Investigation and Implementation of MOSFETs Losses Equations in a Three-phase Inverter

Abstract

In this master thesis, the operation model of a three-phase MOSFET inverter and the corresponding current waveforms are analyzed. The mathematical expressions of the conduction losses based on the three-phase MOSFET inverter using PWM control method are presented. The algebraic equations are given with the parameters of a MOSFET-diode module, such as the on-state resistance, the body diode resistance and the voltage drop. Moreover, a numerical reference representation of the conduction losses is made to verify the analytical expressions. Numerical analysis is firstly based on the pure sinusoidal reference three-phase voltages. The results of the numerical analysis and the results of the analytical equations are coherent. A comparison of the MOSFET inverter with reverse conduction characteristics and the assumption without reverse conduction is made.

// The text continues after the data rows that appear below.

PR #1684, opened 2025-06-06
Remove usage of temporary subnet as external net

seunghun1ee:
This change makes the script aio-init.sh create external neutron network with existing AIO net.
With this there is no need to add additional ip address to AIO for creating external net which is not persistent during a reboot or ``kayobe overcloud host configure``.


Alex-Welsh (approved):

Alex-Welsh:
@seunghun1ee should we cherry-pick this back to any other branches?

seunghun1ee:
> @seunghun1ee should we cherry-pick this back to any other branches?

Yes

PR #1687, opened 2025-06-06
Caracal sync master

MaxBed4d:
General resync with caracal including CI fixes


etc/kayobe/stackhpc.yml
```diff
@@ -160,15 +160,23 @@ stackhpc_kolla_ansible_source_version: stackhpc/{{ openstack_release }}
...
 
 ###############################################################################
 # Feature flags
 
 # Whether or not to run CIS benchmark hardening playbooks. Default is false.
 #stackhpc_enable_cis_benchmark_hardening_hook:
 
+# Whether or not to check the installed Kayobe version when running Kayobe commands.
+# Default is true.
+stackhpc_enable_kayobe_check: true
```
seunghun1ee: This needs to be set to false for stackhpc/master
```suggestion
stackhpc_enable_kayobe_check: false
```

etc/kayobe/ansible/check-kayobe-version.yml
Alex-Welsh, line 1: These checks are going to cause problems because we don't pin our kayobe/KA versions in Master. Probably just best to globally set `stackhpc_enable_kayobe_check: false` and `stackhpc_enable_kolla_ansible_check: false` on this branch

etc/kayobe/kolla.yml
```diff
@@ -144,8 +144,24 @@ kolla_sources:
...
+    location: https://github.com/stackhpc/ovn-octavia-provider.git
+    reference: stackhpc/{{ openstack_release }}
+  octavia-driver-agent-plugin-ovn-octavia-provider:
+    type: git
+    location: https://github.com/stackhpc/ovn-octavia-provider.git
+    reference: stackhpc/{{ openstack_release }}
+  blazar-base:
+    type: git
+    location: https://github.com/stackhpc/blazar.git
+    reference: stackhpc/master
```
seunghun1ee: These need to be reverted. These are 2024.1 specific

seunghun1ee (changes requested):

etc/kayobe/kolla.yml
MaxBed4d: Sweet, will patch that now

MaxBed4d:
The Failed Ubuntu Noble OVN action is a false positive, the SCT alert is a warning for storage fill rate and can be ignored here.

seunghun1ee (approved):

etc/kayobe/kolla-image-tags.yml
```diff
@@ -15,6 +15,9 @@ kolla_image_tags:
     rocky-9: master-rocky-9-20250305T111730
   prometheus:
     rocky-9: master-rocky-9-20250430T112026
+  proxysql:
+    rocky-9: master-rocky-9-20250609T102146
+    ubuntu-noble: master-ubuntu-noble-20250609T102146
```
Alex-Welsh, line 20: Any idea why these are being updated? I'm not sure how they would be related to a Caracal sync. Did you rebuild them?

MaxBed4d: Yeah, they needed rebuilding because they were [updated](https://github.com/stackhpc/kolla-ansible/commit/aecefb1b8714c9e2b3fee6996f3e2f2276389d56) in kolla-ansible I believe

Alex-Welsh (approved):

PR #1692, opened 2025-06-09
Bump proxysql to be compatible with K-A bug #2112339 fix

seunghun1ee:
https://github.com/stackhpc/kolla-ansible/commit/aecefb1b8714c9e2b3fee6996f3e2f2276389d56 and https://github.com/stackhpc/kolla/pull/422/commits/b643e8f9fd3e9d8e881e112e53183db743f1e5d3 made old proxysql images obsolete.

PR #1693, opened 2025-06-09
Fix kolla-images.py for latest master Kolla Ansible

seunghun1ee:
Kolla-ansible change [1] introduced ``docker_image_url`` variable and it replaced the prefix for all kolla images.
Changed replacement in kolla-images.py accordingly to fix ``image_map`` not being able to be constructed well as before.

[1] https://review.opendev.org/c/openstack/kolla-ansible/+/951747


seunghun1ee:
This was included to https://github.com/stackhpc/stackhpc-kayobe-config/pull/1692

PR #1697, opened 2025-06-10
Put the RadosGW Usage Exporter behind HAProxy

MoteHue:
Metrics were coming out patchy because multiple prometheus-server instances would try to scrape from the same exporter, which would return empty if a collection is already in progress. Fix this by round-robining the requests through haproxy.

A nice graph to show it works:
image

### DIFF
--- a/etc/kayobe/kolla.yml
+++ b/etc/kayobe/kolla.yml
@@ -560,6 +560,8 @@ kolla_build_args: {}
 kolla_overcloud_inventory_pass_through_host_vars_extra:
   - stackhpc_gpu_data
   - gpu_group_map
+  - stackhpc_radosgw_usage_exporter_frontend_port
+  - stackhpc_radosgw_usage_exporter_backend_port
 
 # List of names of host variables to pass through from kayobe hosts to
 # kolla-ansible hosts, if set. See also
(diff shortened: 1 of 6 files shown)


etc/kayobe/kolla.yml
```diff
@@ -560,6 +560,8 @@ kolla_build_args: {}
 kolla_overcloud_inventory_pass_through_host_vars_extra:
   - stackhpc_gpu_data
   - gpu_group_map
+  - "stackhpc_radosgw_usage_exporter_frontend_port"
+  - "stackhpc_radosgw_usage_exporter_backend_port"
```
Alex-Welsh: nit: Can we either drop the quotes or quote everything in the list? It's going to look odd if there's no pattern

seunghun1ee (commented):
All looks good but I think it's better to explain this change with release note

releasenotes/notes/radosgw-usage-exporter-behind-haproxy-e4371d2732f2a081.yaml
```diff
@@ -0,0 +1,5 @@
+---
+fixes:
```
seunghun1ee, line 9: Why not also adding new feature of using HAProxy and two new variables?

MoteHue: Sure, done

seunghun1ee (approved):

Alex-Welsh (approved):

PR #1698, opened 2025-06-10
feat: increase default number of retries for checking `Pulp` status

jackhodgkiss:
It has been noticed in recent deployments that Pulp takes longer than the current default number of retries which causes `kayobe seed service deploy` to fail


releasenotes/notes/increase-pulp-retries-79cc258da9aabb4f.yaml
```diff
@@ -0,0 +1,5 @@
+---
+features:
```
Alex-Welsh, line 2: very minor nit: I'd say this is a fix rather than a feature

Alex-Welsh (approved):

PR #1701, opened 2025-06-11
Fix Critical CVEs on Epoxy Kolla container images

seunghun1ee:
CVE-2024-45337 of InfluxDB was allowed as there is no upstream fix available.


priteau (approved):

priteau:
Is this using Rocky Linux 9.6?

seunghun1ee:
> Is this using Rocky Linux 9.6?

Kolla images for rocky should be built on top of 9.5 as ``stackhpc_pulp_repo_rocky_9_minor_version`` is set to 5.

priteau:
> > Is this using Rocky Linux 9.6?
> 
> Kolla images for rocky should be built on top of 9.5 as `stackhpc_pulp_repo_rocky_9_minor_version` is set to 5.

We can merge this if it works, but let's rebuild with 9.6 separately. We don't want to ship an already outdated distribution.

Alex-Welsh:
CI fix: https://github.com/stackhpc/stackhpc-kayobe-config/pull/1704

PR #1705, opened 2025-06-12
Refactor AIO script and fix for Epoxy

Alex-Welsh:


Alex-Welsh:
I'd like to remove the "manual setup" section of the docs. It's duplicated effort trying to maintain two versions (script and docs). There's a few useful bits at the bottom about Ironic testing and Tenks, but I don't think they're tested/maintained well.

Any objections?

etc/kayobe/environments/ci-aio/automated-setup.sh
```diff
@@ -1,109 +1,333 @@
...
+    KAYOBE_AUTOMATION_SSH_PRIVATE_KEY=$(cat ~/.ssh/id_rsa)
+    export KAYOBE_AUTOMATION_SSH_PRIVATE_KEY
     mkdir -p tempest-artifacts
-    sudo -E docker run --name kayobe-automation --detach -it --rm --network host \
-    -v $(pwd):/stack/kayobe-automation-env/src/kayobe-config -v $(pwd)/tempest-artifacts:/stack/tempest-artifacts \
-    -e KAYOBE_ENVIRONMENT -e KAYOBE_VAULT_PASSWORD -e KAYOBE_AUTOMATION_SSH_PRIVATE_KEY kayobe:latest \
-    /stack/kayobe-automation-env/src/kayobe-config/.automation/pipeline/tempest.sh -e ansible_user=stack
+    
+    activate_kayobe_env
+    sudo -E docker run \
```
jovial, line 220: You could run everything inside kayobe-automation or were you going the other way and removing kayobe-automation? 

The nice thing about using the kayobe automation execution environment is that would be the same execution environment as the CI jobs. 

There was a script to make things easier to run:

https://github.com/stackhpc/kayobe-automation/blob/8a24af6f8ba1447382804a2b3e30a16f5b40bace/run-local.sh#L7

Although maybe it needs extending to add some additional variables. Then it would be something like:

```
.automation/run-local.sh .automation/scripts/runbook-overcloud-deploy.sh
```
and you wouldn't need to set up the kayobe environment. You can also use it to interactively. The gist is:

```
docker run -v $PWD:/stack/kayobe-automation-env/src/kayobe-config --network host -v /tmp:/tmp  -v ~/backups:/stack/backups -d --name kayobe-zed-staging-$USER -v /usr/bin/docker:/usr/bin/docker -v /var/run/docker.sock:/var/run/docker.sock -v /etc/pki/:/etc/pki/:ro -v /etc/ssl/certs/:/etc/ssl/certs/:ro -v $HOME/.ssh/gitlab:/stack/.ssh/id_rsa:ro -v $HOME/.ssh/gitlab.pub:/stack/.ssh/id_rsa.pub:ro --privileged kayobe:zed-$USER sleep infinity
docker exec -it kayobe-zed-staging-$USER kayobe-automation-activate
```

Alex-Welsh: That's an interesting Idea

Alex-Welsh: That's an interesting idea, I hadn't really considered using Kayobe automation for more of the deployment.

Like you say, the environment would be more CI-like, which could be handy when resolving CI-related issues. It might also make it quicker to deploy if we could have an option to pull an existing kayobe automation container, rather than create it fresh each time.
The flipside is that it becomes less production-like, so it really depends on what you want to do with the environment. I guess it might also make it harder to develop something like Kayobe or Kolla Ansible themselves, since it gets wrapped up inside the container.

Either way, my focus with this was just to improve the formatting and usability of the script we have, rather than change how it actually works. I think if we do something like that it should be a follow-up PR once we decide how it looks.

Alex-Welsh: That's an interesting idea, I hadn't really considered using Kayobe automation for more of the deployment.

Like you say, the environment would be more CI-like, which could be handy when resolving CI-related issues. It might also make it quicker to deploy if we could have an option to pull an existing kayobe automation container, rather than create it fresh each time.
The flipside is that it becomes less production-like, so it really depends on what you want to do with the environment. I guess it might also make it harder to develop something like Kayobe or Kolla Ansible themselves, since it gets wrapped up inside the container.

Either way, my focus with this was just to improve the formatting and usability of the script we have, rather than change how it actually works. I think if we do something like that it should be a follow-up PR once we decide how it looks.

Alex-Welsh: We may of course also want to use this script (or something like it) in other situations.

We could make it the definitive way to run an AIO and use it directly in CI, which might make sense when we're moving to zuul. In that case we'd definitely want kayobe automation support. 

It might also be a good starting point for an Azimuth app, but I'm less sure of how they work behind the scenes

Alex-Welsh:
CI error can be ignored. Known upstream issue, should be fixed soonish

seunghun1ee (dismissed):

doc/source/contributor/environments/ci-aio.rst
```diff
@@ -29,13 +29,13 @@ Download the setup script:
 
 .. parsed-literal::
 
-   wget https://raw.githubusercontent.com/stackhpc/stackhpc-kayobe-config/stackhpc/2025.1/etc/kayobe/environments/ci-aio/automated-setup.sh
+   curl -o automated-setup.sh https://raw.githubusercontent.com/stackhpc/stackhpc-kayobe-config/stackhpc/2025.1/etc/kayobe/environments/ci-aio/automated-setup.sh
```
priteau: Nit: you can use `curl -O` to use the remote name.

etc/kayobe/environments/ci-aio/automated-setup.sh
```diff
@@ -88,22 +88,43 @@ kayobe overcloud host configure
...
 kayobe overcloud service deploy
 
+export KAYOBE_CONFIG_SOURCE_PATH=$BASE_PATH/src/kayobe-config
+export KAYOBE_VENV_PATH=$BASE_PATH/venvs/kayobe
+pushd $BASE_PATH/src/kayobe
+./dev/overcloud-test-vm.sh
+
 if $AIO_RUN_TEMPEST; then
+    if type apt; then
+        sudo apt install docker-buildx-plugin
```
priteau: Don't you need `apt -y`?

priteau (dismissed):

doc/source/contributor/environments/ci-aio.rst
Alex-Welsh: Cool, I didn't know that!

etc/kayobe/environments/ci-aio/automated-setup.sh
Alex-Welsh: You appear to have an old version of this change. This issue is already fixed

priteau: Sorry, I just realised I only looked at the first commit.

etc/kayobe/environments/ci-aio/automated-setup.sh
Alex-Welsh: Marking as resolved. The focus of this PR is to just improve on what we have, rather than change the approach

MoteHue:
> I'd like to remove the "manual setup" section of the docs. It's duplicated effort trying to maintain two versions (script and docs). There's a few useful bits at the bottom about Ironic testing and Tenks, but I don't think they're tested/maintained well.
> 
> Any objections?

I think it's worth keeping the testing section, but I don't really see a reason to keep the setup instructions. I'd imagine everyone just uses the script.

etc/kayobe/environments/ci-aio/automated-setup.sh
```diff
@@ -1,109 +1,333 @@
...
+}
+
+# Remove LVM configuration if not using LVM
+remove_lvm_configuration() {
+    if ! sudo vgdisplay | grep -q lvm2; then
+        echo "Removing LVM configuration..."
+        rm -f "$BASE_PATH/src/kayobe-config/etc/kayobe/environments/ci-aio/inventory/group_vars/controllers/lvm.yml" || true
+        sed -i -e '/controller_lvm_groups/,+2d' "$BASE_PATH/src/kayobe-config/etc/kayobe/environments/ci-aio/controllers.yml" || true
+    fi
+}
```
MoteHue: I think there should also be a check for `KAYOBE_AIO_LVM` here. Otherwise, you could run the script with `KAYOBE_AIO_LVM=true` and still have the LVM config removed. 

```suggestion
remove_lvm_configuration() {
    if ! sudo vgdisplay | grep -q lvm2; then
        echo "Removing LVM configuration..."
        rm -f "$BASE_PATH/src/kayobe-config/etc/kayobe/environments/ci-aio/inventory/group_vars/controllers/lvm.yml" || true
        sed -i -e '/controller_lvm_groups/,+2d' "$BASE_PATH/src/kayobe-config/etc/kayobe/environments/ci-aio/controllers.yml" || true
    elif [[ "$KAYOBE_AIO_LVM" == true ]]; then
        error_exit "You have KAYOBE_AIO_LVM set to true, but LVM is has not been found on this system. Set KAYOBE_AIO_LVM to false to ignore this warning."
cd $BASE_PATH
    fi
}
```

etc/kayobe/environments/ci-aio/automated-setup.sh
```diff
@@ -1,109 +1,333 @@
...
+    sudo ip l set dummy1 master breth1
+}
+
+# Helper function to activate the Kayobe environment
+activate_kayobe_env() {
+    KAYOBE_VAULT_PASSWORD=$(cat $VAULT_PASSWORD_FILE)
+    export KAYOBE_VAULT_PASSWORD
+    pushd "$BASE_PATH/src/kayobe-config"
+    source kayobe-env --environment ci-aio
+    source $BASE_PATH/venvs/kayobe/bin/activate
```
MoteHue, line 129: Could be good to add kayobe autocompletion here too, like we do in beokay env-vars. Just to test that activating autocompletion works.
```suggestion
    source $BASE_PATH/venvs/kayobe/bin/activate
    source <(kayobe complete)
```

Could be even better to test using beokay in this script, but that's scope creep for this PR.

etc/kayobe/environments/ci-aio/automated-setup.sh
```diff
@@ -1,109 +1,333 @@
...
+
+# Generate a Kayobe environment script for quick dev access
+generate_kayobe_env_script() {
+
+cat > $BASE_PATH/kayobe-env.sh <<EOF
+
+export KAYOBE_VAULT_PASSWORD=\$(cat $VAULT_PASSWORD_FILE)
+source $BASE_PATH/src/kayobe-config/kayobe-env --environment ci-aio
+source $BASE_PATH/venvs/kayobe/bin/activate
+
```
MoteHue, line 249: Might want autocompletion here too, like in beokay?
```suggestion
source <(kayobe complete)

```

etc/kayobe/environments/ci-aio/automated-setup.sh
```diff
@@ -1,109 +1,333 @@
...
+EOF
+}
+
+# Generate an OpenStack environment script for quick dev access
+generate_openstack_env_script() {
+
+python3 -m venv $BASE_PATH/venvs/openstack
+$BASE_PATH/venvs/openstack/bin/pip install -U pip
+$BASE_PATH/venvs/openstack/bin/pip install -U python-openstackclient
```
MoteHue: It would be good to install python-openstack client with upper constraints.

MoteHue (changes requested):
Looking good! I've tested the script myself, not found any glaring issues. Just have a couple of improvements to suggest

etc/kayobe/environments/ci-aio/automated-setup.sh
Alex-Welsh: I'm personally not a fan of kayobe complete. It doesn't behave properly when you try to reference file paths. I'd prefer to leave it disabled for now. If we edit the script further in the future to use beokay then you'll probably get your wish then anyway.

Like you say, adding beokay would be a bit out of scope for this change. Not opposed to adding it in the future though.

etc/kayobe/environments/ci-aio/automated-setup.sh
Alex-Welsh: See previous discussion

etc/kayobe/environments/ci-aio/automated-setup.sh
Alex-Welsh: I agree with the sentiment, though I think the check is in the wrong place in the example.
I'll push a new version which includes a slightly tweaked check

etc/kayobe/environments/ci-aio/automated-setup.sh
Alex-Welsh: Done, and added a new variable to keep track of all the references to the current openstack release

etc/kayobe/environments/ci-aio/automated-setup.sh
Alex-Welsh: Done

etc/kayobe/environments/ci-aio/automated-setup.sh
MoteHue: Fair enough, let's leave it out for now

MoteHue (approved):

PR #1724, opened 2025-06-18
Support OpenStack Epoxy multinode

seunghun1ee:


seunghun1ee:
Depends on the fix of K-A bug https://bugs.launchpad.net/kolla-ansible/+bug/2105505
Once a new K-A release with the fix is available, this PR will be ready-to-review

etc/kayobe/environments/ci-multinode/kolla/globals.yml
```diff
@@ -15,6 +15,10 @@ kolla_enable_tls_backend: "yes"
 # Enable RabbitMQ TLS
 rabbitmq_enable_tls: "yes"
 
+# Disable database TLS
+database_enable_tls_internal: false
+database_enable_tls_backend: false
```
Alex-Welsh, line 20: What do we need to do to be able to test this?

seunghun1ee: These are already tested with ci-multinode. Commit message explains why we need them to be disabled for now.
Or should I add comment in file too?

Alex-Welsh: Ah, no that's fine. The commit message is enough.

Alex-Welsh (approved):

seunghun1ee:
This change is specific to multinode and well tested on both CI multinode and manually deployed multinode.
Since CI-AIOs are keep crashing, this was forcefully merged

Without reverse conduction, the losses of one power module are higher than the one with reverse conduction at both the high and low current levels. The difference can be more than 20 % compared to the case with reverse condition at the rated current of the selected module, CAS300M12BM2, 150 A. When the phase current is low and there is no diode conducting during the operation, the losses without reverse conduction can be more than 100 % higher. Furthermore, the losses resulting from third harmonic injection and using the common mode reduction are calculated, and compared with the losses using a pure sinusoidal reference. The conduction losses of those two different PWM methods are found to be small and presented in tables.